Airbnb listings that have an unusual change in their prices between June 2022 and March 2023.

Finally, I have generated a sampling distribution for a new variable: the change in price between June 2022 and March 2023. Compared to the original distribution that didn't use the difference variable, the sampling distribution has a much smaller standard error for the statistic of interest (20.24 compared to 48.57). This result is because we were able to more accurately isolate the price difference per listing, rather than averaging over the all of the listings.

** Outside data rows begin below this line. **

PR #1436, opened 2017-03-24
Fix crash caused by erasing map elements while iterating in System.cpp.

LGM-Doyle:
This might fix the crash reported in [the forum](http://freeorion.org/forum/viewtopic.php?f=28&t=10456&sid=6abcfe7c1f17f67c51ee477fdfa7c7f7), where after the Experimentors are active the game crashes on OSX.

In System::Copy there is for loop iterating over the map of starlanes and deleting elements. It does not account for the deleted elements while iterating so it could step into nowhere.  

This PR fixes that problem.  However, since I can't replicate the crash it may not fix the crash.

### DIFF
--- a/universe/System.cpp
+++ b/universe/System.cpp
@@ -162,10 +162,15 @@ void System::Copy(std::shared_ptr<const UniverseObject> copied_object, int empir
             // to exist any more
 
             // remove previously known lanes that aren't currently visible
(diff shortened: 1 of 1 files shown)


geoffthemedio:
looks reasonable

Vezzra:
And just for the records, it indeed fixed the issue, at least on my system. The save game provided in that forum thread no longer crashes when executing the next turn. 👍

PR #414, opened 2015-12-04
[AI] remove compatibility with old saves

Cjkjvfnby:
Last changes in master break compatibility with old saves: https://github.com/freeorion/freeorion/commit/9de778d6e4fa0dd3229a6e377d4d53d3f1c90859#commitcomment-14781649

PR #1438, opened 2017-03-24
Some cleanup

Morlic-fo:
- Mostly converting some dicts that were used like sets to actual sets.
- Remove some redundant / unused variables
- fix some PEP8 naming style violations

From this sampling distribution, I can conclude that on average, listings in Chicago became a little less expensive per night. The average reduction is around $35 per night. I can also see that the mean price change for 50 listings will typically be between $100 less per night and around $25 more per night in any repeated random sample.

Above, we considered a few limitations to our analysis. These limitations mostly centered on why listings might not be present in both time frames. However, as noted above, there may be concerns surrounding the accuracy of the values for the price differences between the two time frames. Some of these may stem from decisions by the host to discourage or encourage bookings. Others may due to the listings being incompatible between different time frames; for example, in some of the instances, a unit may have been refurbished, updated, or had other changes. These could result in the number of people a listing can accommodate, the number of bathrooms, or other amenities being different, which could explain the difference in pricing.

Overall, to fully explore the differences in units would require a more in-depth exploration of the data. For this analysis, though, we will simply conclude that it appears that Airbnbs in March 2023 tended to be less expensive than the same Airbnbs in June 2022.